Wherever a line in the data below holds "function", copy that line.
##### ENTRIES SUPPLIED
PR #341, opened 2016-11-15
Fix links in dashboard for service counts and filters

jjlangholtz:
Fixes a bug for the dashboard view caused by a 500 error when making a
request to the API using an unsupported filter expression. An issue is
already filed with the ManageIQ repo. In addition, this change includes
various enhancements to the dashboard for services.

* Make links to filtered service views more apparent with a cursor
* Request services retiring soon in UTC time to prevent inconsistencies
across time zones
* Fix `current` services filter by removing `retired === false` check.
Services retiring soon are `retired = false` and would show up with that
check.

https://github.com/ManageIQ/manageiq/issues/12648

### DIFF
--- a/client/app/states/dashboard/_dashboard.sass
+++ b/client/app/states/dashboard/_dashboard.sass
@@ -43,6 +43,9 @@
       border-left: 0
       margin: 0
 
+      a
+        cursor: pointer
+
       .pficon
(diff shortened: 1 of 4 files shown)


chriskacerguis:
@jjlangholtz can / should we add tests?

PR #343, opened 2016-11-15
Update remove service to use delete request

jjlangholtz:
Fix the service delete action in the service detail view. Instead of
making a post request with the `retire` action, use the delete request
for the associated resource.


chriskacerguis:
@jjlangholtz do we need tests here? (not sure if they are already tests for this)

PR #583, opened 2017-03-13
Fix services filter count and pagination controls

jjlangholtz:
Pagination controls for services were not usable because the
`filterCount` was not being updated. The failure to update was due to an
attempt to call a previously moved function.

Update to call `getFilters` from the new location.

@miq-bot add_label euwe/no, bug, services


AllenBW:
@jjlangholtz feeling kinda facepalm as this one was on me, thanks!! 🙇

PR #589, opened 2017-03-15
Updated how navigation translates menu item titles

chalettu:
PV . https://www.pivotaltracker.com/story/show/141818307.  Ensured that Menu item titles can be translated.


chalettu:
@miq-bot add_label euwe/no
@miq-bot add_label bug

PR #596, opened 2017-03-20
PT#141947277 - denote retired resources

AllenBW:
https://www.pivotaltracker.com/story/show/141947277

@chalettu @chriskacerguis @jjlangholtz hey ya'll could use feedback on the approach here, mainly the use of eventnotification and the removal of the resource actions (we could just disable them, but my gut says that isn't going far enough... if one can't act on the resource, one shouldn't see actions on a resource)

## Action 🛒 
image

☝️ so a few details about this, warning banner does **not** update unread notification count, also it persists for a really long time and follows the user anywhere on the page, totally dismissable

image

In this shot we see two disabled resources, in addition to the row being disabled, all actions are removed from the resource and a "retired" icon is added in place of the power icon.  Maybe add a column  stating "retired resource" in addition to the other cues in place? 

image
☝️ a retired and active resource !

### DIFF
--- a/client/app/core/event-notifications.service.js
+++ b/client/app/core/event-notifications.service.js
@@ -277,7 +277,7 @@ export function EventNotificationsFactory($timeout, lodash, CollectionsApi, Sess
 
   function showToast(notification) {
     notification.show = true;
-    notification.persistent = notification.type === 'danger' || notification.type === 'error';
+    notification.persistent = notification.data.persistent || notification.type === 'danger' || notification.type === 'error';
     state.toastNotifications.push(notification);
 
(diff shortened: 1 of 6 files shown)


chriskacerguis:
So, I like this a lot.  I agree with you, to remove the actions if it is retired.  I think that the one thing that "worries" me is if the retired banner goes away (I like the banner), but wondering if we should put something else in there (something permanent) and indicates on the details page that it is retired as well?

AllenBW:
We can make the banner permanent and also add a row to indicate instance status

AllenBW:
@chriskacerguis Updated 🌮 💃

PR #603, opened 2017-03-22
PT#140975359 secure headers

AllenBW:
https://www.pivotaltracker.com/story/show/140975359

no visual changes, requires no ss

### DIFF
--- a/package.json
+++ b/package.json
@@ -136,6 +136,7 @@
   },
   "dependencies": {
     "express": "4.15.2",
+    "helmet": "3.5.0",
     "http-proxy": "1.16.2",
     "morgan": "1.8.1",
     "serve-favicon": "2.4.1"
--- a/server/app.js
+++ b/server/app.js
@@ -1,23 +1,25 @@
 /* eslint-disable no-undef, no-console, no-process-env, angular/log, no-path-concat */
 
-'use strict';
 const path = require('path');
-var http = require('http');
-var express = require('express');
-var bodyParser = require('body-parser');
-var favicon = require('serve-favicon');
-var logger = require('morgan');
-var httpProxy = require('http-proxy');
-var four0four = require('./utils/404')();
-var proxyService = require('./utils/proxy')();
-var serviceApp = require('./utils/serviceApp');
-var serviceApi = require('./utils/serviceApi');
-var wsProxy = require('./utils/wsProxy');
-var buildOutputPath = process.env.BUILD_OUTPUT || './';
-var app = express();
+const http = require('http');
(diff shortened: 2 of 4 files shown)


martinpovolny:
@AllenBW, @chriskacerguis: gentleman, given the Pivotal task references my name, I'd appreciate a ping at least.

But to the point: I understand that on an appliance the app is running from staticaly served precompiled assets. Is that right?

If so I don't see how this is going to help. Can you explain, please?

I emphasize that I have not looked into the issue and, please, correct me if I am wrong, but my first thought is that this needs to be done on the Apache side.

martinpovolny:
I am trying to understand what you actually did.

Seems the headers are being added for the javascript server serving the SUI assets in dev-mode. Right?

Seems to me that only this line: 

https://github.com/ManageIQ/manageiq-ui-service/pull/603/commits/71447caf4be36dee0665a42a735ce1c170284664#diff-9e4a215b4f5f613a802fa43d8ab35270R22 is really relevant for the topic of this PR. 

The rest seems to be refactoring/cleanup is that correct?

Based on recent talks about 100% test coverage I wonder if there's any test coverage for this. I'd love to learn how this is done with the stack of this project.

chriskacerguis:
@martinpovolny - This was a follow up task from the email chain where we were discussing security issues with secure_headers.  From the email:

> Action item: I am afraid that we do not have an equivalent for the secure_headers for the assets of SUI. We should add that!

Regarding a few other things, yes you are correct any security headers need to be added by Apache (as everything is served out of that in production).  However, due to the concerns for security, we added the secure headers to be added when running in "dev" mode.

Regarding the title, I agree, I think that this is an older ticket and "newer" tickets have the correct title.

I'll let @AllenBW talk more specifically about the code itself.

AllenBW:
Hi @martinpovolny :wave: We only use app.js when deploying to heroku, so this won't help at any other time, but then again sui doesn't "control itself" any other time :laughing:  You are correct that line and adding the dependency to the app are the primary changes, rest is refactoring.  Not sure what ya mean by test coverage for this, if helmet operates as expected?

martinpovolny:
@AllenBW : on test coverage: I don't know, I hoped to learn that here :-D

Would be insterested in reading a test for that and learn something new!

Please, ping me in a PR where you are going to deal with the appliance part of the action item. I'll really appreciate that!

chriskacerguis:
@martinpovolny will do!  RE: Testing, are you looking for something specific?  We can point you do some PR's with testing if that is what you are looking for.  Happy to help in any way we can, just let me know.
##########
WRITTEN REPLY -
attempt to call a previously moved function.
@@ -277,7 +277,7 @@ export function EventNotificationsFactory($timeout, lodash, CollectionsApi, Sess
   function showToast(notification) {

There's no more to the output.